Extracted records ▸
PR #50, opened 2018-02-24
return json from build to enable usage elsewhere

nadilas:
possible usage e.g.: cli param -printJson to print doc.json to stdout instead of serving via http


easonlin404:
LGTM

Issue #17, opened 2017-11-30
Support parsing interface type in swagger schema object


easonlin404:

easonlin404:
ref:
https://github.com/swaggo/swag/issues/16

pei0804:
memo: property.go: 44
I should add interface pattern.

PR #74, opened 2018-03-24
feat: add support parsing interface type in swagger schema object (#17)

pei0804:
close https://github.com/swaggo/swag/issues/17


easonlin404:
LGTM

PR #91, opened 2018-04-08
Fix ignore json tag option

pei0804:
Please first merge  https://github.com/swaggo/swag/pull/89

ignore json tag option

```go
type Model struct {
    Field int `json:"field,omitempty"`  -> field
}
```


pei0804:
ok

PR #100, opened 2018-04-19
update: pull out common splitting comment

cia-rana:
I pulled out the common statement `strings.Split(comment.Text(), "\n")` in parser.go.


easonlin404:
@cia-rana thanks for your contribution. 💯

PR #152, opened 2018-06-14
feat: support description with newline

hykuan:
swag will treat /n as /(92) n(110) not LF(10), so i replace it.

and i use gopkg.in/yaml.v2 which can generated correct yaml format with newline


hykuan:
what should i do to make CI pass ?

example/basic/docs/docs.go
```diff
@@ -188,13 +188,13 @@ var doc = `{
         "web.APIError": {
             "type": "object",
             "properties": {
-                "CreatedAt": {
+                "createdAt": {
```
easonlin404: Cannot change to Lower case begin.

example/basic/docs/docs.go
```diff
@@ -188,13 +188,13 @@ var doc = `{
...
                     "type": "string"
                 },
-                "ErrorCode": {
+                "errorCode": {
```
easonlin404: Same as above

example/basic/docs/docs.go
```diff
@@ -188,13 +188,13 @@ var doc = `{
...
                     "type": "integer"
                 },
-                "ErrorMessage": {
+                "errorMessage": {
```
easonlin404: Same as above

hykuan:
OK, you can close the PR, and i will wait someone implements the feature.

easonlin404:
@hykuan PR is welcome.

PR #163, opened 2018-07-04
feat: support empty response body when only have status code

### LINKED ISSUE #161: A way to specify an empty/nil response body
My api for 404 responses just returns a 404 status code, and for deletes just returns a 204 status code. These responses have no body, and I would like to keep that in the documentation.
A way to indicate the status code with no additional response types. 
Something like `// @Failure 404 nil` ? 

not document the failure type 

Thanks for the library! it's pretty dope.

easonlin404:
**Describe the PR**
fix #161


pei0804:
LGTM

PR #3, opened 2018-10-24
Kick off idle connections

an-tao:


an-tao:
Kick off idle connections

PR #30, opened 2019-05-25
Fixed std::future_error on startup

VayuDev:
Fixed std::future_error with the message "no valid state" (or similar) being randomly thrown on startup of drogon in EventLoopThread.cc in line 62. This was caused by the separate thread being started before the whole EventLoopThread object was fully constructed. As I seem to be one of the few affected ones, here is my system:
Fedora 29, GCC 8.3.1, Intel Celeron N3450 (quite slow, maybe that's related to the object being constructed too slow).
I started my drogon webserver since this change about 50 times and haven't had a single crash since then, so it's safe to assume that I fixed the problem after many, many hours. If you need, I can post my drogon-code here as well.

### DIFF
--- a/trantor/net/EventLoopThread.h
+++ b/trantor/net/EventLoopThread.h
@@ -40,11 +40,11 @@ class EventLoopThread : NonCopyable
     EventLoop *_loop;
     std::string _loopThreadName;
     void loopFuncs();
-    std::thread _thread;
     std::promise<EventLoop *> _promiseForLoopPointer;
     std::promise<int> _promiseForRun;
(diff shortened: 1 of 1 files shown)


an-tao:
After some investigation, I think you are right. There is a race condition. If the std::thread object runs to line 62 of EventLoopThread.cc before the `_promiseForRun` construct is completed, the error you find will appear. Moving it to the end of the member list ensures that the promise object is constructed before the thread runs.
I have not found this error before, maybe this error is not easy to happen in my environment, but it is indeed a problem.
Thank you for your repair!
==
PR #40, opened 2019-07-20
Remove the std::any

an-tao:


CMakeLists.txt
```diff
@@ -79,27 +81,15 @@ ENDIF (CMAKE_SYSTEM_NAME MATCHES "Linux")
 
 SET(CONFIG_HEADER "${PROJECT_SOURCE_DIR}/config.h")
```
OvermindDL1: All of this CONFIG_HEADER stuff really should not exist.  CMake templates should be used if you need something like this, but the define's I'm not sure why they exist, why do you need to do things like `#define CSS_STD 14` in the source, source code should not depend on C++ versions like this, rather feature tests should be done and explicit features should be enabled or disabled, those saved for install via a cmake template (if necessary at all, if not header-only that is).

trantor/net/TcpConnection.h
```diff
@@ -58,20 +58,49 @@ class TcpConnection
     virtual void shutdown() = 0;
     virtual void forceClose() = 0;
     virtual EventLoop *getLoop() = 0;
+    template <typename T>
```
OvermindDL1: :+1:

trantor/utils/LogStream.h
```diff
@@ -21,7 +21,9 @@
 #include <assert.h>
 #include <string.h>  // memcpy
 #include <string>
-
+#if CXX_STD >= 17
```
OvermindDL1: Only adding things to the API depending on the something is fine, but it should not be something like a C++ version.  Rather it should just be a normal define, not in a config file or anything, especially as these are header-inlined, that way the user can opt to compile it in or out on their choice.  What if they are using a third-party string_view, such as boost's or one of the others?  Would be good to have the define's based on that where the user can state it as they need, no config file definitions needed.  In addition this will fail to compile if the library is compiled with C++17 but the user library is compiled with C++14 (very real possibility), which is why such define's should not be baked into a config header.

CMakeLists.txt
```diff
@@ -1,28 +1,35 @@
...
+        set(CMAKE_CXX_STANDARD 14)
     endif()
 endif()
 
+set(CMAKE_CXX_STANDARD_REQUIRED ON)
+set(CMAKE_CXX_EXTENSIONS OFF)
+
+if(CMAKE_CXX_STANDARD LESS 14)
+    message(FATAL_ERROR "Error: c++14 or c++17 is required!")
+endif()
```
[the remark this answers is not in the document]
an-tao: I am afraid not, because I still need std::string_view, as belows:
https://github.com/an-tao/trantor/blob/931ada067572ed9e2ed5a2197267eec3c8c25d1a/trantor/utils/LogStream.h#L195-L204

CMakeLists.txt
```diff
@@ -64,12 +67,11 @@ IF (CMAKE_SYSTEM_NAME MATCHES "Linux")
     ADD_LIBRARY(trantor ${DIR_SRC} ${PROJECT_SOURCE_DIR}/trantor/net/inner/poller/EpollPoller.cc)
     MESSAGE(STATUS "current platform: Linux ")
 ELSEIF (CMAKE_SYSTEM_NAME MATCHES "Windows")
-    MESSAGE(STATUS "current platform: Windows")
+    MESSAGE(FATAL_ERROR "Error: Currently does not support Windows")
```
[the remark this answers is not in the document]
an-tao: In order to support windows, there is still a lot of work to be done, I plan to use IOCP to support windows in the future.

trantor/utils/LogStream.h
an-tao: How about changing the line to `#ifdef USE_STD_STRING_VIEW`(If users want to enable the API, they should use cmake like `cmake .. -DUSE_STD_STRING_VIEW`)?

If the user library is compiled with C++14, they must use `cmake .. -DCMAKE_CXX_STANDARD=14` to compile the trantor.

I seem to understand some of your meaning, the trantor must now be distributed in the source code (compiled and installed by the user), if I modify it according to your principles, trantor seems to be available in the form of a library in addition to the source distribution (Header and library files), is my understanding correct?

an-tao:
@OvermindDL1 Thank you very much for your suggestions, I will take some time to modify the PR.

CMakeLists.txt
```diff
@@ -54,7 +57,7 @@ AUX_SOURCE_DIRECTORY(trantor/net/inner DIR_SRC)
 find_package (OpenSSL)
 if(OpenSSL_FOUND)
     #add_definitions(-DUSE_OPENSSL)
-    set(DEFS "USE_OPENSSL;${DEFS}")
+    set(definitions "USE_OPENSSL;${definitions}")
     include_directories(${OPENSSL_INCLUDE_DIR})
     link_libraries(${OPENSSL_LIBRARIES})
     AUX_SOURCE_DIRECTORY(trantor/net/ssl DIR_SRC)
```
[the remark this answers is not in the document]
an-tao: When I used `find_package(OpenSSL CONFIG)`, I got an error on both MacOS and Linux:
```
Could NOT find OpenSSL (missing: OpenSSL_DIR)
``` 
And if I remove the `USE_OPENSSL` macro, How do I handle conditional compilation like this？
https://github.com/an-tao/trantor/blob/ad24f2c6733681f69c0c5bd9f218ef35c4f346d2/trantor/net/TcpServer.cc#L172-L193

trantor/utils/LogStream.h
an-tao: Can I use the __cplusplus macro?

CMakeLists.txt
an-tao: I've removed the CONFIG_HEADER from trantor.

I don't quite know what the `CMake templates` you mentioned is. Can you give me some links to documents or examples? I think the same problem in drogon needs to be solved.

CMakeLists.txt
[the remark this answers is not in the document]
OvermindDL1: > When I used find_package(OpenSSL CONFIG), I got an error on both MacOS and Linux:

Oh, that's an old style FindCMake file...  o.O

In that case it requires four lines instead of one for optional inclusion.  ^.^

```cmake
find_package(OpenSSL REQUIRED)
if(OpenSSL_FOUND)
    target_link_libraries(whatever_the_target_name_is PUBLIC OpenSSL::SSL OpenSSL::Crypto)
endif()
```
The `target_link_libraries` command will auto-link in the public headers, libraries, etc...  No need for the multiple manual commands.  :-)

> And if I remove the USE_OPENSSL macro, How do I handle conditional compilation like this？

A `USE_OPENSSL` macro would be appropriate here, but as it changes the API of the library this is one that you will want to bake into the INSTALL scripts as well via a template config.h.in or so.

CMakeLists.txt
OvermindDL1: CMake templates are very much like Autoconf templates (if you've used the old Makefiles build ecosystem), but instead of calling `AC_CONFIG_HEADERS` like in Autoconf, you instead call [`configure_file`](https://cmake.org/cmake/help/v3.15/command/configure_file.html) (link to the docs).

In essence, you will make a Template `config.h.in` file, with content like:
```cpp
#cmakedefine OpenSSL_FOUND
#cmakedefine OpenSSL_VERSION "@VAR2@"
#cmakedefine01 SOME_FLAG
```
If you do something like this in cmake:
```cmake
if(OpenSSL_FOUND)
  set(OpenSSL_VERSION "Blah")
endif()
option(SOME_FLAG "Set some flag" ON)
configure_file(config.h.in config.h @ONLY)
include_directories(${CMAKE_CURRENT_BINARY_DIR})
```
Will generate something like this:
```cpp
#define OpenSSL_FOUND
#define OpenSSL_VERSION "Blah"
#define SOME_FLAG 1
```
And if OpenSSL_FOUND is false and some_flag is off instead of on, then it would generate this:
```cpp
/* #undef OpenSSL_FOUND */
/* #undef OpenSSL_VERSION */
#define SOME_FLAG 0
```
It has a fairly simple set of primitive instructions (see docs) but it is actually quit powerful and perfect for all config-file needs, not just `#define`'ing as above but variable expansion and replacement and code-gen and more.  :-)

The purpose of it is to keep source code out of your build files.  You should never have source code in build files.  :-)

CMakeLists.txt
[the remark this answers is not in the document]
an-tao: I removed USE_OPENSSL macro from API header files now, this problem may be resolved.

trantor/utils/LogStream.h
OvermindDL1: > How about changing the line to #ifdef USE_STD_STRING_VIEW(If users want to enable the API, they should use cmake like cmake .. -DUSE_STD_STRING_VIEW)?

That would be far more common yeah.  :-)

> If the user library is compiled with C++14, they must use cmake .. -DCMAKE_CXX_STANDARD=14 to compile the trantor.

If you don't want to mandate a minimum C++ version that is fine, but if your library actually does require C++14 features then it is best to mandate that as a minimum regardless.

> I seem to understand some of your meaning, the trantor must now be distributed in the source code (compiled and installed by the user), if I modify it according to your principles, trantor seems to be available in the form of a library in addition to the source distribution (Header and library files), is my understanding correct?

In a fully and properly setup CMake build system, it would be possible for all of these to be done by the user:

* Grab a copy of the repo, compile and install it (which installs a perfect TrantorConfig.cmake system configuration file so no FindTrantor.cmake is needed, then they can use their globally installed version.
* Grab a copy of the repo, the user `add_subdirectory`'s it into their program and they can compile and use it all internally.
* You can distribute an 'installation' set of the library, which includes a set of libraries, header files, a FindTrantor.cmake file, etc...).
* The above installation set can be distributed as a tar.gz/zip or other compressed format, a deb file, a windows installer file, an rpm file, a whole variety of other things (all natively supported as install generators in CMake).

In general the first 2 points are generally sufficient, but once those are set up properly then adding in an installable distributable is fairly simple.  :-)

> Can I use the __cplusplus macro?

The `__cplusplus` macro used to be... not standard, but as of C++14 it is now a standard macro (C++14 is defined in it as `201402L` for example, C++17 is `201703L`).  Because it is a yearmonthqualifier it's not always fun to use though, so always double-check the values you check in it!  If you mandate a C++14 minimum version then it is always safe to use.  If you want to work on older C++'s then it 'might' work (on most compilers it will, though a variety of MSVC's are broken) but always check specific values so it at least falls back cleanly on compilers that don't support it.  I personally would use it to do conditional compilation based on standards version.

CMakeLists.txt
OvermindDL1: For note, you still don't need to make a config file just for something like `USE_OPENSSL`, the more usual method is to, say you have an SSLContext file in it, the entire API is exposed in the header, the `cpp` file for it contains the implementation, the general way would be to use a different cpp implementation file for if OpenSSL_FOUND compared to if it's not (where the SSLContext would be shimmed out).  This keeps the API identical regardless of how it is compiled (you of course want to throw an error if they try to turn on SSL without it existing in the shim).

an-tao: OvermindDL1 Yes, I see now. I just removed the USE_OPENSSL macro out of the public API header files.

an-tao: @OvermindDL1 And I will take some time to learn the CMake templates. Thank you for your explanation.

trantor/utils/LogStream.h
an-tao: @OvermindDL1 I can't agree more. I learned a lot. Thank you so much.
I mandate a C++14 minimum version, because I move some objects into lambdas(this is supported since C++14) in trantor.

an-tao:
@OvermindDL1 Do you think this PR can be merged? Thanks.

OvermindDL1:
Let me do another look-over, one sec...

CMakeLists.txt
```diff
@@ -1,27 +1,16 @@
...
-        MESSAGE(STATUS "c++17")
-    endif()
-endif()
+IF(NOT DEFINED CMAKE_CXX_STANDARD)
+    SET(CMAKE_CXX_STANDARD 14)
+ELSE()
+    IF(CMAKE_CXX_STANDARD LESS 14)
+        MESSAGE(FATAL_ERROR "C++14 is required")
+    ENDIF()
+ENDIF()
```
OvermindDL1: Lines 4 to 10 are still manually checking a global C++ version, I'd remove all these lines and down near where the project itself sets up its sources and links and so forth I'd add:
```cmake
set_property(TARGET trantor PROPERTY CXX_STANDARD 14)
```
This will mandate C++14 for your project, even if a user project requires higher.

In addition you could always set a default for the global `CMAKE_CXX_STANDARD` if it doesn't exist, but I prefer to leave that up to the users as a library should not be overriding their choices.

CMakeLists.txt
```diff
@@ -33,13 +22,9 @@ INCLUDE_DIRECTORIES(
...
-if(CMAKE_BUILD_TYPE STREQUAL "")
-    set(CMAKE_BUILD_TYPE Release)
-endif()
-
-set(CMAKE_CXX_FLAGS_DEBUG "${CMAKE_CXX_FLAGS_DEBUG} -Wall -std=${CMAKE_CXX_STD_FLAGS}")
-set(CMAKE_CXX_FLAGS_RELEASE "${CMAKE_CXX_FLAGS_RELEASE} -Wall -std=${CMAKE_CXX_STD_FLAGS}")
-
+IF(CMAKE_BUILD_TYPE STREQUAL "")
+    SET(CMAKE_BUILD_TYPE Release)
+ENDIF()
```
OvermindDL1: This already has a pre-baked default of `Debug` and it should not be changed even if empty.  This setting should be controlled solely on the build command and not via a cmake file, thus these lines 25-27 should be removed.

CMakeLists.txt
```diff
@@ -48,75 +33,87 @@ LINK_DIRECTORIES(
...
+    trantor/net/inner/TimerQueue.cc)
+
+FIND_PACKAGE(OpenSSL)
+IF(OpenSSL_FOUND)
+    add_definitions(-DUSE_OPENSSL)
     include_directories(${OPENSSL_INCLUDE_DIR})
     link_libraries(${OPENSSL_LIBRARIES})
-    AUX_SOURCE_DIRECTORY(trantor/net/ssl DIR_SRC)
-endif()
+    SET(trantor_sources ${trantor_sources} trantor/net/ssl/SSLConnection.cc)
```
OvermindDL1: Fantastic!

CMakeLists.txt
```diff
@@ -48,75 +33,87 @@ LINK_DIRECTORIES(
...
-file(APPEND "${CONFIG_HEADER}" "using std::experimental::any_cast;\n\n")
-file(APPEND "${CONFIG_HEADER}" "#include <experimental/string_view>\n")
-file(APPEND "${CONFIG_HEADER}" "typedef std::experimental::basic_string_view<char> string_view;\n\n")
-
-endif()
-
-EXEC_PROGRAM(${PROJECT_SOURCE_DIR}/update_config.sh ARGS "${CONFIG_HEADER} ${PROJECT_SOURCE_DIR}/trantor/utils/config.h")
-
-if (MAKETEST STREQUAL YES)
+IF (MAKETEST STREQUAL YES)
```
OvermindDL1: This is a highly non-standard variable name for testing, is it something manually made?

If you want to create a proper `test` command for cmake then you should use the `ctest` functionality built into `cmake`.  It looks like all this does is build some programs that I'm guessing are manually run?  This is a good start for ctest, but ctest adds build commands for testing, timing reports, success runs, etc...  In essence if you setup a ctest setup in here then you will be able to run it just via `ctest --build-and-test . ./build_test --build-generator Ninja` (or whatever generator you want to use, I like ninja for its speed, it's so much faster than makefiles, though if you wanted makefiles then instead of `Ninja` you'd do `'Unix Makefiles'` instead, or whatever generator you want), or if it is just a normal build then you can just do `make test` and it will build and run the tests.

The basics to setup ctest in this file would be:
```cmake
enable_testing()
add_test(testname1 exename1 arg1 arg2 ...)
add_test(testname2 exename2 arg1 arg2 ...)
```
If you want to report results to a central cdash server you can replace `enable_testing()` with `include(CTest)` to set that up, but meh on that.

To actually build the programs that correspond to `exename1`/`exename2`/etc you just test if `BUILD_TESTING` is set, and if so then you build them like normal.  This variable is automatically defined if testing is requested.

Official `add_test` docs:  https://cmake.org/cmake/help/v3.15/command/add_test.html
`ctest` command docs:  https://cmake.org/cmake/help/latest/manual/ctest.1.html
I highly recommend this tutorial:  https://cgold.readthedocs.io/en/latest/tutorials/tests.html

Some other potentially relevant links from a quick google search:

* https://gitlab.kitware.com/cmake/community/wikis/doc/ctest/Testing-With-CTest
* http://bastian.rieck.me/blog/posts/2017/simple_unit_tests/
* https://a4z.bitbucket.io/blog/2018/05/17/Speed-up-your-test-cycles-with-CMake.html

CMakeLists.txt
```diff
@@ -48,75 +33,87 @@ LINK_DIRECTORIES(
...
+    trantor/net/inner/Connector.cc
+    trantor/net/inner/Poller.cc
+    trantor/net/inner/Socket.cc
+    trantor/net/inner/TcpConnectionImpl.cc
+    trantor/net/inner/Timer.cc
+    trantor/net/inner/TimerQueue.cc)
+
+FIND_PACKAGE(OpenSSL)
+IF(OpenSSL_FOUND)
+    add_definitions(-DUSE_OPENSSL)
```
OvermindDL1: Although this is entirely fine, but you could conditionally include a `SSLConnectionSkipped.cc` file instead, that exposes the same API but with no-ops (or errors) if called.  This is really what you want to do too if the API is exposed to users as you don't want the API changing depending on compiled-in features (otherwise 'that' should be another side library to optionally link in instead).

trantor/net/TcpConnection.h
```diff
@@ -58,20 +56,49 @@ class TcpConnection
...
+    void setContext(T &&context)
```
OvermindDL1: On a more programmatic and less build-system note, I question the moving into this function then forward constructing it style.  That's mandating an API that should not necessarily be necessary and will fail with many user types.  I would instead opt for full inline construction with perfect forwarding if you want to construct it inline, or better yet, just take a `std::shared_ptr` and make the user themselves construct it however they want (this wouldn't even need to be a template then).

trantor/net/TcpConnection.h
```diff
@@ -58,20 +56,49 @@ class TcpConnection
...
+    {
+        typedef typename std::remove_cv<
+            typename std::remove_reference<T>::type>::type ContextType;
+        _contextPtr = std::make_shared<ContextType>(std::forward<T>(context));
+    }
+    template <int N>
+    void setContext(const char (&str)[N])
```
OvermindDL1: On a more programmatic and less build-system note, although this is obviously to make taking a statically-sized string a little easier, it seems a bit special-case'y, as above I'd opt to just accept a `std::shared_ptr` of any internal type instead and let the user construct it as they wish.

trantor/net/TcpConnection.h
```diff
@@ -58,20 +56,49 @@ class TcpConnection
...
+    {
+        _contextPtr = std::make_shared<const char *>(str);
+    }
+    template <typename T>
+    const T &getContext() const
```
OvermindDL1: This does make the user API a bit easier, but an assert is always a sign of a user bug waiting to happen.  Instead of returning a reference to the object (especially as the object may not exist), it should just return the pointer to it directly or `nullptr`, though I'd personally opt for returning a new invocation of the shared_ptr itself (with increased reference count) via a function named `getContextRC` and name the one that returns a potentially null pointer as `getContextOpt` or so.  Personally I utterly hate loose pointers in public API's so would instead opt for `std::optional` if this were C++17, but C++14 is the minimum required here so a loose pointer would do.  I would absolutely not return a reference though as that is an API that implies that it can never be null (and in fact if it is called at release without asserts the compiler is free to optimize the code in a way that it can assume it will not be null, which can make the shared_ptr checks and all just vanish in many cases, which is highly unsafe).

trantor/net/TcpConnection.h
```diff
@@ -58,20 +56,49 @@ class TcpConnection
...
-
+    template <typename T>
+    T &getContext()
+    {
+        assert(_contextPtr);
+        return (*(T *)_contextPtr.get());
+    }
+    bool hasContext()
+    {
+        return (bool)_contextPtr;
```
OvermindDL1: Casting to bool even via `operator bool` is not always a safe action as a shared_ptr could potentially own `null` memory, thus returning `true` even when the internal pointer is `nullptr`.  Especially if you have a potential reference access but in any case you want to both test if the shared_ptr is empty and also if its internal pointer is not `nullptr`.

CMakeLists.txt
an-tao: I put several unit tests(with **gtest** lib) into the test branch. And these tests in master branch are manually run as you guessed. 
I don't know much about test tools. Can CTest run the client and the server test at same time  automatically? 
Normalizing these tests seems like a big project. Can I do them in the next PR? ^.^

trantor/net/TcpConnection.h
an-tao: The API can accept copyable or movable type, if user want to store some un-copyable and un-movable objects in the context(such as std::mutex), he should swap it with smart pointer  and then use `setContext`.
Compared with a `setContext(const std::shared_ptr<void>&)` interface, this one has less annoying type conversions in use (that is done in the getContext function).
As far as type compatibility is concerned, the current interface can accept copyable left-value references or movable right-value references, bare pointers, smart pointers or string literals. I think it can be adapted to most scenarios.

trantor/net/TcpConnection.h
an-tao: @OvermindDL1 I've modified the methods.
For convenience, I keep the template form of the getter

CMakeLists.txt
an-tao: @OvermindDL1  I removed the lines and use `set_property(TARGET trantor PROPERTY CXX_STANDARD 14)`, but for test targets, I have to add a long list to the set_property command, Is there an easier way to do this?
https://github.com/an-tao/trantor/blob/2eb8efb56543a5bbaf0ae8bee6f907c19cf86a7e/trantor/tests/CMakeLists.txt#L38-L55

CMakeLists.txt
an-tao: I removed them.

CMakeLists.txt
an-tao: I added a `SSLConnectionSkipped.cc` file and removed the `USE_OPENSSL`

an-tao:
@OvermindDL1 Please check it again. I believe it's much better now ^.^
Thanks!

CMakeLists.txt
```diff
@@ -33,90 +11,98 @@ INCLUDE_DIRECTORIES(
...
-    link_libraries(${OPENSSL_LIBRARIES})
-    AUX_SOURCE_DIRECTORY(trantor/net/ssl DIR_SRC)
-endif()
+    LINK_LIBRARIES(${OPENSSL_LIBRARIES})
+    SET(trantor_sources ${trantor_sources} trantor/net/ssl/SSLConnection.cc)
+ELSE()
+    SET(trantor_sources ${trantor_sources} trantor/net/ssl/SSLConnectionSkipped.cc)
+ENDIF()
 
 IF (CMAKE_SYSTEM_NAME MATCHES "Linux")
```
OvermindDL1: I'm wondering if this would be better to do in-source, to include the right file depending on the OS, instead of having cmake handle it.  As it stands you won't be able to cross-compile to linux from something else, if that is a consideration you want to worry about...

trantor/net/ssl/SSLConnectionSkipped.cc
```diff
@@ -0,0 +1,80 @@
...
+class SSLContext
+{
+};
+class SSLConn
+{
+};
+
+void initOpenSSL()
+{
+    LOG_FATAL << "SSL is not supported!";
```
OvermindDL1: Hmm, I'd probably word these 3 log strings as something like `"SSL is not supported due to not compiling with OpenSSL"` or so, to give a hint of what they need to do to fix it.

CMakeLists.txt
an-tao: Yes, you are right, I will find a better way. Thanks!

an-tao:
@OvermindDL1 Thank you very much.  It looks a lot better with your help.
--
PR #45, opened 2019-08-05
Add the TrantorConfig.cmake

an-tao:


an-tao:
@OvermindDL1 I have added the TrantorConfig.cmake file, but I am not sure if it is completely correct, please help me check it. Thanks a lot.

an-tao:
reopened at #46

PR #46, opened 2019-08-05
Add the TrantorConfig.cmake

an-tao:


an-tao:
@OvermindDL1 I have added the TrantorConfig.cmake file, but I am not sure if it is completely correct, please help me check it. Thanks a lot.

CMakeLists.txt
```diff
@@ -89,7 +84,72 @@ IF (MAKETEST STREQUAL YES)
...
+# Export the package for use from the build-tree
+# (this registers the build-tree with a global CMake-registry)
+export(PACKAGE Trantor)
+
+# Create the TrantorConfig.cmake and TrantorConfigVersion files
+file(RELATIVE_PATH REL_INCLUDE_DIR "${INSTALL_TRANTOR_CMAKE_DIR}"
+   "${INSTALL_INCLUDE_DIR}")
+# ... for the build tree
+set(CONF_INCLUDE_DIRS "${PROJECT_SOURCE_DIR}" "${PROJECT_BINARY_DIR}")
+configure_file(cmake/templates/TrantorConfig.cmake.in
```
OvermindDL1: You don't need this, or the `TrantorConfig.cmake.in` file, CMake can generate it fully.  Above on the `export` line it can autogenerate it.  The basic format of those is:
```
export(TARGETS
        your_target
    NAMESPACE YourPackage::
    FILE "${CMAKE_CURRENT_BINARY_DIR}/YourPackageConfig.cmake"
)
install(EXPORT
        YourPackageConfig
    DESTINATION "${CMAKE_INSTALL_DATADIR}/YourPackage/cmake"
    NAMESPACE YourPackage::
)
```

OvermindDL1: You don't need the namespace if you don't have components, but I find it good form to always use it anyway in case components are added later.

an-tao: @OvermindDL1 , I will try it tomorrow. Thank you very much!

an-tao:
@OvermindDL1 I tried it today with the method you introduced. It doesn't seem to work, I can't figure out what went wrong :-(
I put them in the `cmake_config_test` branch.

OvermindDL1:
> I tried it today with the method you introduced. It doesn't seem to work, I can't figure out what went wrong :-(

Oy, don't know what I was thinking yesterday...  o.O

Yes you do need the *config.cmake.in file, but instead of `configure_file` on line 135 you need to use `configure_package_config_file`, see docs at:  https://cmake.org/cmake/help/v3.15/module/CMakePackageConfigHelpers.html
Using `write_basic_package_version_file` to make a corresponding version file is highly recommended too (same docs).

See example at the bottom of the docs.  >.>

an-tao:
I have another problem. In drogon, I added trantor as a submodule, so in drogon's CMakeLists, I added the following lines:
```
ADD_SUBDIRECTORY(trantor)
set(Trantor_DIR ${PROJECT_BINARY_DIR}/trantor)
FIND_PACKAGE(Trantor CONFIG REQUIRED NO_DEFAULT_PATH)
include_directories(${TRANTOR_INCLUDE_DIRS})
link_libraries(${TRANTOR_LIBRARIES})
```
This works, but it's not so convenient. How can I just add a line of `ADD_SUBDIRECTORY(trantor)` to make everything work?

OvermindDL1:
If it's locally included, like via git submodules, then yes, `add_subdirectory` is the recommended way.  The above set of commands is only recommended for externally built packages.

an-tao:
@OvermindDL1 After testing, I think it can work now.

Task goal ▸ Starting at the line that has "feat: support empty" and ending at the line that has "A way to indicate", please write out the lines above exactly, leaving out all others.

Answer section ▸
feat: support empty response body when only have status code

### LINKED ISSUE #161: A way to specify an empty/nil response body
My api for 404 responses just returns a 404 status code, and for deletes just returns a 204 status code. These responses have no body, and I would like to keep that in the documentation.
A way to indicate the status code with no additional response types. 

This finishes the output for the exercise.